In step S120, the data buffer unit 400 compares the sensed bus load and the processor load. The identification data scanner 410 may receive bus load information from the bus load detector 420 and may receive processor load information from the processor load detector 430. The identification data scanner 410 may determine load information having a larger value by comparing the bus load information and the processor load information. If the bus load is larger than the processor load, step S130 proceeds. If the bus load is not larger than the processor load, step S150 proceeds. Alternatively, as mentioned in FIG. 8, the identification data scanner 410 may compare a bus load and a preset reference load.

In step S130, the data buffer unit 400 determines whether reception information having the same identification data is already stored. The identification data scanner 410 may extract identification data by analyzing a data frame of the received information Rd. The identification data scanner 410 may search for reception information having the same identification data as the reception information Rd among memory blocks of the first-in, first-out memory 440. If reception information having the same identification data as the reception information Rd is stored in a specific memory block, step S140 is performed. If the reception information having the same identification data as the reception information Rd is not stored in all memory blocks of the first-in, first-out memory 440, step S150 proceeds.

In step S140, the data buffer unit 400 overwrites the reception information Rd on a memory block in which reception information having the same identification data is stored. Accordingly, previously stored reception information is deleted, and newly provided reception information Rd is stored in the memory block. In step S150, the first-in, first-out memory 440 stores the reception information Rd. In step S150, since the bus load is sufficient, all received information may be sufficiently transmitted to the processor in a first-in, first-out manner. Accordingly, the received information Rd is stored in an empty memory block. After step S140 or step S150 proceeds, step S160 proceeds.

In step S160, the data buffer unit 400 provides the stored reception information Rd to the interface 310. The first-in, first-out memory 440 outputs the received information Rd to the interface 310 according to an output order of stored information.

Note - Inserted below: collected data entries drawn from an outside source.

Issue #544, opened 2020-02-08
usage as a library


ripienaar:
**Describe the feature:**

I would like to be able to use goss as a package from within other go applications, there are various infra automation scenarios where its desirable to deliver the system as a single binary.

I'd like to do an integration into choria.io and some other things

**Describe the solution you'd like**

At least I would like to be able to do a validate, a few of the functions in validate.go, store.go, template.go and a few others do os.Exit() and require a number of unexported functions.

Would you be open to adjusting things a bit so a external package can use goss as a package for at least doing Validate?

Similar to #112 

I'd roughly keep things are, even accepting a cli context in validate but I'd add a few helpers to let me do:

```
err = goss.ValidateWithOptions(goss.GossFile(...), goss.VarsFile(...), goss.OutputFormat(goss.JSON))
```

additional options for pkg type, output format and options, color, duration, retry duration and max concurrency

**Describe alternatives you've considered**

I tried to write this from the outside - alas, the os.Exit() etc is a pain

pedroMMM:
This is a reasonable request and to be honest, I am not a fan of using `os.Exit()` and `cli.Context` outside of the CLI functions.

> additional options for pkg type, output format and options, color, duration, retry duration and max concurrency

This is confusing, could you go into more detail of your use case, please? 

My only worry is that @aelsabbahy will not prioritize this highly. Then you could work on this and I would love to help out.

ripienaar:
> This is a reasonable request and to be honest, I am not a fan of using `os.Exit()` and `cli.Context` outside of the CLI functions.
> 
> > additional options for pkg type, output format and options, color, duration, retry duration and max concurrency
> 
> This is confusing, could you go into more detail of your use case, please?

simply they are the other options the package today get from the CLI - I will give equivelant in code.

aelsabbahy:
Marking this as approved. It's very much an improvement to the current code. I probably won't dedicated personal time to this due to other issues being higher priority for me. That said, I will gladly review and merge changes that introduce this with testing.

Honestly, the parts of the code that will benefit most from this refactor are the parts that would benefit most from having proper go based tests in place.

aelsabbahy:
> This is a reasonable request and to be honest, I am not a fan of using os.Exit() and cli.Context outside of the CLI functions.

![6b7und8rs1v21](https://user-images.githubusercontent.com/6783261/74108545-45378000-4b30-11ea-9377-7eff6e6388f9.png)


[...]

PR #534, opened 2020-01-02
[#439] Add --vars-inline that is capable of overwriting --vars

pedroMMM:
##### Checklist

- [x] `make test-all` (UNIX) passes. CI will also test this
- [x] unit and/or integration tests are included (if applicable)
- [x] documentation is changed or added (if applicable)

### Description of change

Add `--vars-inline` to dynamically pass variables which can overwrite variables sourced from `--vars`, but with no deep merging.

Closes #439

PR #546, opened 2020-02-11
remove cli.Context from main goss packages

ripienaar:
##### Checklist

### Description of change

This turns the cli.Context into a plain struct and passes the
struct, or fields from the struct, into all the various goss
internals. We then remove use of cli.Context everywhere
but in cmd/goss

This is a step one towards being able to use goss as a package
without requiring the CLI stuff

This is a one of several smaller PRs that I will send over the next
while towards resolving #544

### DIFF
--- a/cmd/goss/goss.go
+++ b/cmd/goss/goss.go
@@ -46,7 +46,7 @@ func newRuntimeConfigFromCLI(c *cli.Context) *goss.RuntimeConfig {
 	}
 
 	if c.Bool("color") {
-		cfg.NoColor = bp(true)
+		cfg.NoColor = bp(false)
 	}
 
 	return cfg
--- a/cmd/goss/goss.go
+++ b/cmd/goss/goss.go
@@ -14,7 +14,8 @@ import (
 
 var version string
 
-func NewRuntimeConfigFromCLI(c *cli.Context) *goss.RuntimeConfig {
+// converts a cli context into a goss RuntimeConfig
+func newRuntimeConfigFromCLI(c *cli.Context) *goss.RuntimeConfig {
 	bp := func(b bool) *bool { return &b }
 
 	cfg := &goss.RuntimeConfig{
@@ -127,7 +128,7 @@ func main() {
 				},
 			},
 			Action: func(c *cli.Context) error {
-				code, err := goss.Validate(NewRuntimeConfigFromCLI(c), startTime)
+				code, err := goss.Validate(newRuntimeConfigFromCLI(c), startTime)
 				if err != nil {
 					color.Red(fmt.Sprintf("Error: %v\n", err))
 				}
@@ -178,7 +179,7 @@ func main() {
 				},
 			},
 			Action: func(c *cli.Context) error {
-				goss.Serve(NewRuntimeConfigFromCLI(c))
+				goss.Serve(newRuntimeConfigFromCLI(c))
 				return nil
 			},
 		},
@@ -193,7 +194,7 @@ func main() {
 				},
 			},
 			Action: func(c *cli.Context) error {
-				fmt.Print(goss.RenderJSON(NewRuntimeConfigFromCLI(c)))
+				fmt.Print(goss.RenderJSON(newRuntimeConfigFromCLI(c)))
 				return nil
 			},
 		},
@@ -202,7 +203,7 @@ func main() {
 			Aliases: []string{"aa"},
 			Usage:   "automatically add all matching resource to the test suite",
 			Action: func(c *cli.Context) error {
-				goss.AutoAddResources(c.GlobalString("gossfile"), c.Args(), NewRuntimeConfigFromCLI(c))
+				goss.AutoAddResources(c.GlobalString("gossfile"), c.Args(), newRuntimeConfigFromCLI(c))
 				return nil
 			},
 		},
@@ -221,7 +222,7 @@ func main() {
 					Name:  "package",
 					Usage: "add new package",
 					Action: func(c *cli.Context) error {
-						goss.AddResources(c.GlobalString("gossfile"), "Package", c.Args(), NewRuntimeConfigFromCLI(c))
+						goss.AddResources(c.GlobalString("gossfile"), "Package", c.Args(), newRuntimeConfigFromCLI(c))
 						return nil
 					},
 				},
@@ -229,7 +230,7 @@ func main() {
 					Name:  "file",
 					Usage: "add new file",
 					Action: func(c *cli.Context) error {
-						goss.AddResources(c.GlobalString("gossfile"), "File", c.Args(), NewRuntimeConfigFromCLI(c))
+						goss.AddResources(c.GlobalString("gossfile"), "File", c.Args(), newRuntimeConfigFromCLI(c))
 						return nil
 					},
 				},
@@ -243,7 +244,7 @@ func main() {
 						},
 					},
 					Action: func(c *cli.Context) error {
-						goss.AddResources(c.GlobalString("gossfile"), "Addr", c.Args(), NewRuntimeConfigFromCLI(c))
+						goss.AddResources(c.GlobalString("gossfile"), "Addr", c.Args(), newRuntimeConfigFromCLI(c))
 						return nil
 					},
 				},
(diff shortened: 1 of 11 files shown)


validate.go
```diff
@@ -9,28 +9,51 @@ import (
...
 	"github.com/aelsabbahy/goss/outputs"
 	"github.com/aelsabbahy/goss/resource"
 	"github.com/aelsabbahy/goss/system"
 	"github.com/aelsabbahy/goss/util"
-	"github.com/fatih/color"
-	"github.com/urfave/cli"
 )
 
-func getGossConfig(c *cli.Context) GossConfig {
+type RuntimeConfig struct {
```
ripienaar: Arguably not the best way to go here, I'll see how it works out and refactor a bit while working on #544, for now it gets me moving with the other changes mentioned and already this is usable as a package - minus logging uglyness and os.Exit()

pedroMMM: If @aelsabbahy isn't bothered by this we can leave it here for now until we find a better home for it.

ripienaar:
> Correct me if I am wrong but I don't see the need to use a pointer for the `NoColor` property on the `RuntimeConfig`. Using the boolean value would reduce the assignment to a single line and remove the small mental overhead.

perhaps not but the use of color and no-color options basically makes it a 3 state boolean, if we stay color is on by default then sure we can easily simplify things.

I'll add some comments, but the prevailing style in the code base is not to comment so seems a bit of a stretch to insist on that, but sure I'll add.

pedroMMM:
> perhaps not but the use of color and no-color options basically makes it a 3 state boolean, if we say color is on by default then sure we can easily simplify things.

I stand correct then! I am sorry I missed that. Thank you.

pedroMMM:
> I'll add some comments, but the prevailing style in the code base is not to comment so seems a bit of a stretch to insist on that, but sure I'll add comments to new code I introduce.

I am sorry if I came out as demanding comments. I some times still have hiccups with English since it's the 3rd language I learned. I merely wanted to you add the comments if it wasn't a big brother to you.

We very recently added Code Climate to help improve the quality of the code and this kind of non-functional details that help users and contributors alike. @aelsabbahy will not be enforcing all of the Code Climate problems as of now but we should try to improve on them when feasible. 

Again I am sorry for the miscommunication. Thank you for improving Goss.

aelsabbahy:
This looks great, thanks for the contribution.

I'll do some local testing and merge in the coming days. I don't anticipate any issues.

Can you update the #544 ticket with all the different PRs you plan on submitting for this effort. It would help mentally group them up and in seeing the big picture.

The codeclimate addition is to slowly improve the code quality/unit-test coverage of goss.

ripienaar:
No worries about the comments thing.

I put a 2nd commit here that gets rid of all the os.Exit(), can make it a 2nd PR if you prefer, I had some spare cycles so just got through that while waiting for review here.

Tests failing on my local system so will fix whatever travis has to say if any

aelsabbahy:
Awesome.

Drop a comment on here when you're done making changes to the PR so I know that it's ready for review/merge.

ripienaar:
I am done for now I think - travis green and some basic local testing passed, but I am not super familiar with all the goss cli edge cases so I think I'm read for review.

Maybe pick up on this next week again, unfortunately I am not really sure what would be a list of PRs I'll do, mainly just working through it till I have it in a place I like - also first time in this code base so hard to anticipate what's going to be needed

store.go
```diff
@@ -24,7 +23,7 @@ const (
 )
 
 var OutStoreFormat = UNSET
-var TemplateFilter func(data []byte) []byte
+var TemplateFilter func(data []byte) ([]byte, error)
```
pedroMMM: The changes around the `TemplateFilter` and the rest of the `store.go` and `template.go` will conflict with another PR #534. @aelsabbahy #534 is ready to be merged and maybe it should so @ripienaar makes the right modifications to his code. Funny enough I ended up tweaking my code to make it easier for Package usage as well.

ripienaar: ok, once you merge that one I'll rebase here

aelsabbahy: Merged #534

ripienaar:
hmm, I guess I missed something in the rebase, but I cant see it, any ideas? @pedroMMM?

pedroMMM:
> hmm, I guess I missed something in the rebase, but I cant see it, any ideas? @pedroMMM?

I will take a good look at the code soon but one of the little bits that PR did was re-enabling Travis to run the Integration Tests that had been disabled by mistake. So the issue might have been there before the rebase. Never the less I will go through it.

ripienaar:
Yeah it appears to be that a YAML file is being read as JSON and some fatal exit I removed - turning it into a err instead - is changing behaviour, I'll also look in the morning again bit late now.

ripienaar:
OK - that one was me declaring the temlate output block local by accident, will fix what remains tomorrow.

resource/process.go
```diff
@@ -19,17 +19,21 @@ func (p *Process) SetID(id string) { p.Executable = id }
...
 func (p *Process) GetMeta() meta    { return p.Meta }
 
-func (p *Process) Validate(sys *system.System) []TestResult {
+func (p *Process) Validate(sys *system.System) ([]TestResult, error) {
+	var results []TestResult
 	skip := false
-	sysProcess := sys.NewProcess(p.Executable, sys, util.Config{})
+	sysProcess, err := sys.NewProcess(p.Executable, sys, util.Config{})
+	if err != nil {
+		return results, err
```
ripienaar: Here I have to check the error, resource.Process does not let Validate() return any error, whats the right way to construct a Validatevalue here for this situation where the sys.NewProcess fails?

ripienaar: This can fail because sys.GetProcs can fail in the go-ps package

ripienaar: OK I managed to resolve this issue while keeping the error handling, so good for review with all tests green `The command "make all" exited with 0.`

ripienaar:
Anything else to do here?

pedroMMM:
> Anything else to do here?
@ripienaar nothing for now, just waiting on @aelsabbahy to review.

cmd/goss/goss.go
```diff
@@ -8,11 +8,50 @@ import (
...
+		Password:          c.String("password"),
+		Debug:             c.Bool("debug"),
+	}
+
+	if c.Bool("no-color") {
+		cfg.NoColor = bp(true)
+	}
+
+	if c.Bool("color") {
+		cfg.NoColor = bp(true)
```
aelsabbahy:
```suggestion
		cfg.NoColor = bp(false)
```

validate.go
```diff
@@ -9,87 +9,138 @@ import (
...
+	}
 
 	if len(gossConfig.Resources()) == 0 {
-		fmt.Printf("Error: found 0 tests, source: %v\n", source)
-		os.Exit(1)
+		return nil, fmt.Errorf("found 0 tests, source: %v", source)
 	}
-	return gossConfig
+
+	return &gossConfig, nil
```
aelsabbahy: curious, why change this to a pointer?

system/system.go
```diff
@@ -48,14 +48,17 @@ func (s *System) Ports() map[string][]GOnetstat.Process {
...
-		s.procMap = GetProcs()
+		s.procMap, err = GetProcs()
 	})
-	return s.procMap
+
+	return s.procMap, err
 }
 
-func New(c *cli.Context) *System {
+func New(packageManager string) *System {
```
aelsabbahy: I can see some benefits to passing in RuntimeConfig object to function.

This can be changed as a later PR.

validate.go
aelsabbahy: This can probably move to a separate file.. but I'm fine with this being a later PR.

validate.go
ripienaar: It’s easier to return nil on error. Also NewGossConfig does the same so I made this do that too. Can revert if you like.

In general I think returning nil, err vs empty config that will anyway just be discarded is more idiomatic - old code just exit’d so seemed like a sane change.

aelsabbahy: Makes sense

system/system.go
ripienaar: yup, however it would cause an import cycle.

We can resolve this when, towards the end, I look to merge util.Config and goss.RuntimeConfig, i held off on that to keep the PR from just going totally crazy cross many boundaries.

ripienaar:
rebased to master

aelsabbahy:
Just a quick update on this. I'm planning on cutting a goss release and then merging this right after.

I was going to cut the release yesterday, but ran into some issues due to recent travis.yml changes, I think that's fixed now (https://github.com/aelsabbahy/goss/commit/da32f41f505aa8ae9e9bb480ce9ed4dc122a6f17). So it's just a matter of finding some time this weekend or monday to get it all taken care of.

aelsabbahy:
Just cut the goss release, merging this... we can continue the discussion on the other PR.

Thank you so much for taking the time for this.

In step S140, when the reception information Rd is overwritten, the reception information Rd is output to the interface 310 according to the output order of the deleted reception information. In step S150, when the reception information Rd is stored in an empty memory block, the reception information Rd may be output to the interface 310 after all previously stored reception information is output. However, when the reception information provided to the data buffer unit 400 is overwritten on the reception information of the previous priority, the reception information overwritten afterwards may be output to the interface 310 before the reception information Rd.

10 is a flowchart of a method of transmitting transmission information according to an embodiment of the present invention. The steps of FIG. 10 may be performed in the data buffer unit 400 of FIG. 8. For the convenience of explanation, with reference to the reference numerals in FIG. 8, the steps in FIG. 10 are described. In step S210, the data buffer unit 400 detects a bus load and a processor load. The bus load may be detected by the bus load detector 420. The processor load may be detected by the processor load detector 430.

In step S220, the data buffer unit 400 compares the sensed bus load and the processor load. The identification data scanner 410 may receive bus load information from the bus load detector 420 and may receive processor load information from the processor load detector 430. The identification data scanner 410 may determine load information having a larger value by comparing the bus load information and the processor load information. If the bus load is smaller than the processor load, step S230 proceeds. If the bus load is not smaller than the processor load, step S250 proceeds. Alternatively, as mentioned in FIG. 8, the identification data scanner 410 may compare processor load information and a preset reference load.

In step S230, the data buffer unit 400 determines whether transmission information having the same identification data is already stored. The identification data scanner 410 may extract identification data by analyzing a data frame of the received information Td. The identification data scanner 410 may search for transmission information having the same identification data as the transmission information Td among memory blocks of the first-in, first-out memory 440. When transmission information having the same identification data as the transmission information Td is stored in a specific memory block, step S240 proceeds. If the transmission information having the same identification data as the transmission information Td is not stored in all memory blocks of the first-in, first-out memory 440, step S250 proceeds.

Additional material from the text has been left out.